> **Problem to work on**
Beneath this instruction is a listing. Transcribe from it only the stretch from the line with "Clean up deps" through the line with "We don't need", both end lines included, exactly as written.

> **The records**
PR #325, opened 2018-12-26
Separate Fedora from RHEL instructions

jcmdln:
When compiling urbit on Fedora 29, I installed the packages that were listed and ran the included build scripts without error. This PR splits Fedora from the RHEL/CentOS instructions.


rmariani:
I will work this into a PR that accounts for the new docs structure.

--

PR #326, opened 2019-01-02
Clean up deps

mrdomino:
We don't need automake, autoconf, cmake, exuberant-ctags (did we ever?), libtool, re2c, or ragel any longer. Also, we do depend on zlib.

--

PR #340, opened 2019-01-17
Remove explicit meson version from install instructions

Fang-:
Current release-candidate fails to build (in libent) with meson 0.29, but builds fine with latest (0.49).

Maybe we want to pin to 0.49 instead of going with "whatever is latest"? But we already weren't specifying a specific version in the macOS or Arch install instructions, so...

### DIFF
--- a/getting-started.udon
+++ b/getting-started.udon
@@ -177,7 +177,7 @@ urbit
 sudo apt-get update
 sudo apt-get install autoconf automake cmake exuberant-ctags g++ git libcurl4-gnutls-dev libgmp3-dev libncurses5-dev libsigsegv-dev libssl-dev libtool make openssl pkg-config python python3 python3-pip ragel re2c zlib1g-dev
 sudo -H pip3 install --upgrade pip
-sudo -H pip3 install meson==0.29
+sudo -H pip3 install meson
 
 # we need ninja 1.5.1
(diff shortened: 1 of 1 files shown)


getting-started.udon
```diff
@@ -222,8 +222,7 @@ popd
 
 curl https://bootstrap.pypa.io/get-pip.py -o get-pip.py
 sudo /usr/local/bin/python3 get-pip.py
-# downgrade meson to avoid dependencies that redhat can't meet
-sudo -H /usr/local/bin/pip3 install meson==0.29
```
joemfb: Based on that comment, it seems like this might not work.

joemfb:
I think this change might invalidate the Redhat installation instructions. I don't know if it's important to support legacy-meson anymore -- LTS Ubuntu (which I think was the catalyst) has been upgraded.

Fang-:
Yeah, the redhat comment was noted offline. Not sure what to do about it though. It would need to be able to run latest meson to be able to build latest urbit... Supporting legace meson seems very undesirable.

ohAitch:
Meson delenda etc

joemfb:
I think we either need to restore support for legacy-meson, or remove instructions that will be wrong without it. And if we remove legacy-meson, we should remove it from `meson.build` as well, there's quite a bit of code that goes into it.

> **Result**
Clean up deps

mrdomino:
We don't need automake, autoconf, cmake, exuberant-ctags (did we ever?), libtool, re2c, or ragel any longer. Also, we do depend on zlib.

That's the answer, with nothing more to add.